▽
PR #73, opened 2024-01-05
Feature/un 95 Adding CORS abilities

kudlaj:


zorjak (approved):

cmd/server/api/router_test.go
```diff
@@ -0,0 +1,69 @@
...
+
+	"github.com/freeverseio/laos-universal-node/cmd/server/api"
+	"github.com/freeverseio/laos-universal-node/cmd/server/api/mock"
+	stateMock "github.com/freeverseio/laos-universal-node/internal/platform/state/mock"
+	"github.com/gorilla/mux"
+	"go.uber.org/mock/gomock"
+)
+
+func TestCORS(t *testing.T) {
+	mockCtrl := gomock.NewController(t)
```
luispdm: Add `t.Parallel()`.

If you plan on doing the typical table test (`for _, tc := range tests { tc.Run(...)`), don't forget to add `t.Parallel` inside the subtest too.

Also if you plan on doing that, add the property `name` to the `tests` struct

cmd/server/api/router_test.go
```diff
@@ -0,0 +1,69 @@
...
+	api.Routes(mockRPCHandler, router, state)
+
+	ts := httptest.NewServer(router)
+	defer ts.Close()
+
+	client := ts.Client()
+
+	tests := []struct {
+		method       string
+		url          string
```
luispdm: No need for this parameter, you can hardcode "/" when creating a request

cmd/server/api/router_test.go
```diff
@@ -0,0 +1,69 @@
...
+	}
+
+	for _, tc := range tests {
+		req, err := http.NewRequest(tc.method, ts.URL+tc.url, http.NoBody)
+		if err != nil {
+			t.Errorf("could not create request: %v", err)
+		}
+		res, err := client.Do(req)
+		if err != nil {
+			t.Errorf("could not send request: %v", err)
```
luispdm: If `res` is `nil`, the next check will panic.

Either you replace all `t.Errorf` calls for `t.Fatalf` or you check that `res` is not `nil` on every `if`

luispdm (changes requested):

cmd/server/api/router_test.go
kudlaj: I will leave this, maybe we want to test a url at some point

luispdm (approved):

PR #195, opened 2023-08-03
✨ Make infra related controllers v1a2 aware

bryanv:

There is nothing inherently v1a2 about these controllers, but the way we have the fat VMProvider interface makes them so. We've wanted to and should get away from our current not Go'ish interface but that is out of scope for my current work. So just for these controllers, define the interface they need and pick the appropriate provider based on the FSS

```release-note
NONE
```


dilyar85 (approved):
LGTM.

PR #199, opened 2023-08-09
✨Split v1a1 and v1a2 CRD generations

sreyasn:

- This change splits the CRD generations for v1a1 and v1a1+v1a2 combined into separate directories. We do this for FSS based yaml generations for when v1alpha2 FSS is enabled.
- It makes sure the output infrastructure yaml from kustomize target 'config/wcp' is retained the same.
- This change also introduces a config/wcp-v1a2 directory for generating a kustomize v1a2 infrastructure yaml.
   - wcp-v1a2 will still need to include v1a2 webhook related manifests. This will come in a follow-up PR.

Fixes # N/A

N/A

**Testing Done**:
- Diff of config/wcp from earlier is retained with this new change. 
- gce2e vmservice tests
- deploying a wcp testbed with overriden vm-operator component

```release-note
Split v1a1 and v1a2 CRD yamls in separate directories
```


akutz:
I want to dig into this a bit.

sreyasn:
This PR is to be closed in favour of not creating different targets for v1a1 and v1a2 CRDs.

The integration test code harness that would different CRD versions and storage versions needs to be changed to support v1a1 and v1a2 on the same branch by fetching the right CRDs (v1a1/v1a2) depending on the tests. 

Suggestion from @akutz discussed offline: 
"I would update the test harness to be aware of the FSS and instead of using `CRDDirectoryPaths`, load the `CRDs` as objects, and then use the FSS to set served/storage where appropriate. FWIW, this would also be a nice enhancement for working with the other FSSs I mentioned. I could see a utility function that ingests the FSS states, a directory for CRDs, and returns the CRD objects based on ingested files after they are mutated where necessary based on the FSS states. "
△
▶ **ASSIGNMENT**
Go through the entries. Report every line that contains the word "will".

▶ **TASK OUTPUT**
luispdm: If `res` is `nil`, the next check will panic.
kudlaj: I will leave this, maybe we want to test a url at some point
   - wcp-v1a2 will still need to include v1a2 webhook related manifests. This will come in a follow-up PR.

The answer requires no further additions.